* _Collected data entries_
=======

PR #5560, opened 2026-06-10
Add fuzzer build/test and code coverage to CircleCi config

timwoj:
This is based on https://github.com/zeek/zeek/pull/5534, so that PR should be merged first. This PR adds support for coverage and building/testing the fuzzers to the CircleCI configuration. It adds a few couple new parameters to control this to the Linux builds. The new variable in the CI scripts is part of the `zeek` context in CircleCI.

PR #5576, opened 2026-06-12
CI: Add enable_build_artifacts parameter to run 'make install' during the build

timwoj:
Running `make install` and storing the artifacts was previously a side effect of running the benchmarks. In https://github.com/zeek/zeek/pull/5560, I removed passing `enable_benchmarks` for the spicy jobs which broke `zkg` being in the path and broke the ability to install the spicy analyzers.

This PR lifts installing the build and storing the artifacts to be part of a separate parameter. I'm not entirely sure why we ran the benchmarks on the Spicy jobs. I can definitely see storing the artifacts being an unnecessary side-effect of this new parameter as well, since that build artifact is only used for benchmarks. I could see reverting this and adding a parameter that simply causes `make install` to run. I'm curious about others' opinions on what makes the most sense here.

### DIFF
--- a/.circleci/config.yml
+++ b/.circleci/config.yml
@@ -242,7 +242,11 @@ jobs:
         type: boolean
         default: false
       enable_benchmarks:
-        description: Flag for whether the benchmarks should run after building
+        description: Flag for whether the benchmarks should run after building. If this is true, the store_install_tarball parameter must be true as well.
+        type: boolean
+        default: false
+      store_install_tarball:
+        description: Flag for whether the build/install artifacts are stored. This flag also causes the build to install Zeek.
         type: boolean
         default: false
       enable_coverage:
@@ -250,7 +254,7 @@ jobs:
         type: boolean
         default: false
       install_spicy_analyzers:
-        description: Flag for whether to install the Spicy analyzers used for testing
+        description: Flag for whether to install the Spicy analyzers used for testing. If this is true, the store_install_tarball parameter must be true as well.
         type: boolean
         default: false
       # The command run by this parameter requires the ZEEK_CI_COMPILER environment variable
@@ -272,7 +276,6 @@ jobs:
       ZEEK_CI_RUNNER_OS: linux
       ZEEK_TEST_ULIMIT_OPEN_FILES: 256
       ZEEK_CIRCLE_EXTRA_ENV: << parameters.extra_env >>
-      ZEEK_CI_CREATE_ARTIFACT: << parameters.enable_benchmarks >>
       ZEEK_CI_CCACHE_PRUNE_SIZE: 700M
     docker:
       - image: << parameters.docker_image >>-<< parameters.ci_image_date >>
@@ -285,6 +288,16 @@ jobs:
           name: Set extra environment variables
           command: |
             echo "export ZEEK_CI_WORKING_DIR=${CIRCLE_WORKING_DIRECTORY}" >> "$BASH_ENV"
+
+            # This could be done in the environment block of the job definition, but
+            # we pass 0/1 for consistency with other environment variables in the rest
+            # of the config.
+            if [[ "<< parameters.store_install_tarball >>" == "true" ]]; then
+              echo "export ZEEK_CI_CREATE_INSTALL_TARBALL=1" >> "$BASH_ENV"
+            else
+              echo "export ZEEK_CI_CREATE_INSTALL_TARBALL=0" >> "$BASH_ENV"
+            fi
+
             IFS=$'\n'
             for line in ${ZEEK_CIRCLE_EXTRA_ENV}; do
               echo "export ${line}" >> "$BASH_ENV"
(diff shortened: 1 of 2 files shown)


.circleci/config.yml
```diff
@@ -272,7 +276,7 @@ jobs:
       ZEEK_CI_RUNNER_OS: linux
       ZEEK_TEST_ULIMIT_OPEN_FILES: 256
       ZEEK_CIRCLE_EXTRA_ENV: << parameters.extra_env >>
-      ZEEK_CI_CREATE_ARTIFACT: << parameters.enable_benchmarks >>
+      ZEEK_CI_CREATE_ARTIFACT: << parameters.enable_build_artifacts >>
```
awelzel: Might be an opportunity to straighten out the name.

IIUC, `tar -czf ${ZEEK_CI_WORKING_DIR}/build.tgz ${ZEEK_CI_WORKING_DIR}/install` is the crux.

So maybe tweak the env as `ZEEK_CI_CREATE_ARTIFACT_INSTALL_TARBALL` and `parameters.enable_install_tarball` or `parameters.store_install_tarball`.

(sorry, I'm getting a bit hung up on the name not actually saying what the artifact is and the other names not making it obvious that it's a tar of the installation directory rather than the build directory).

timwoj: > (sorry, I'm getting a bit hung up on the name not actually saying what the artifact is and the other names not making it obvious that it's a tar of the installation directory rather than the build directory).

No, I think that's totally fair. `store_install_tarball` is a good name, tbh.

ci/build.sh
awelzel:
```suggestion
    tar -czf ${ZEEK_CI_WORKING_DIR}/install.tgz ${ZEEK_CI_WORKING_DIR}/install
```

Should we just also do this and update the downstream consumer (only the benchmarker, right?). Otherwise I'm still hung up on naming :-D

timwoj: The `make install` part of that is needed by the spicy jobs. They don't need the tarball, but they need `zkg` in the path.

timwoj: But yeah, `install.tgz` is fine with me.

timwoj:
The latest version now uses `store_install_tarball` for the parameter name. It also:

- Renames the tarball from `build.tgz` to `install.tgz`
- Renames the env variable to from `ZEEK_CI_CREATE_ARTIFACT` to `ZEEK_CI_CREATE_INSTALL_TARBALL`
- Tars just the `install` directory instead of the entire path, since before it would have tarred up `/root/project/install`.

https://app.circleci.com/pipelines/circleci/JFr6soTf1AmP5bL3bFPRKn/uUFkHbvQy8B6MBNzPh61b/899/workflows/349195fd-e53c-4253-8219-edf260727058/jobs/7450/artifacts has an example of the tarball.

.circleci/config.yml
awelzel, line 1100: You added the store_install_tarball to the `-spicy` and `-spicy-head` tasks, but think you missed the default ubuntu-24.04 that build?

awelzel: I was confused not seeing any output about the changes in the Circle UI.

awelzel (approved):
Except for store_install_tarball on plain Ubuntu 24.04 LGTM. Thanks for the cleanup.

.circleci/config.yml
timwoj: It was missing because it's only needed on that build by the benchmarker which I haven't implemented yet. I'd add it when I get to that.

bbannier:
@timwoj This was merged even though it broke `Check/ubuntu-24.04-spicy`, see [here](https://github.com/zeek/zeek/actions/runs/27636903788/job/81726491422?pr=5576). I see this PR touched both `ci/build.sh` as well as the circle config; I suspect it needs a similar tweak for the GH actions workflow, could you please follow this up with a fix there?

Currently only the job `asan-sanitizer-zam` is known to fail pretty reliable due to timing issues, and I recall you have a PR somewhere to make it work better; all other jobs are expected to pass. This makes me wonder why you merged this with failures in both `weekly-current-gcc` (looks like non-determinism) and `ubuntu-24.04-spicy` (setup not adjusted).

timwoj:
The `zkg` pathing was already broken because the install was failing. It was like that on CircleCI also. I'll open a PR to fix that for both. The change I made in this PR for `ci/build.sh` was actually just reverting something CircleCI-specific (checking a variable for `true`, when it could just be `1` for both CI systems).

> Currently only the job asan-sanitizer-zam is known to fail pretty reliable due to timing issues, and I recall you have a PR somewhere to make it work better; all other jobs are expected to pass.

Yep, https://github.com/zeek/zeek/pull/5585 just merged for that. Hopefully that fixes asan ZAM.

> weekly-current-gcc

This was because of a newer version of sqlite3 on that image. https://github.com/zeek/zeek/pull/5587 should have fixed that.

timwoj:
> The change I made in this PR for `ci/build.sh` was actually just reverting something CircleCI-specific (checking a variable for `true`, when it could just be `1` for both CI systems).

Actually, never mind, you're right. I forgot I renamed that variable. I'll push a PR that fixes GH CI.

=======

* _Description of the task_
Go through the records and gather the lines that hold "needed".

* _Task result_
timwoj: The `make install` part of that is needed by the spicy jobs. They don't need the tarball, but they need `zkg` in the path.
timwoj: It was missing because it's only needed on that build by the benchmarker which I haven't implemented yet. I'd add it when I get to that.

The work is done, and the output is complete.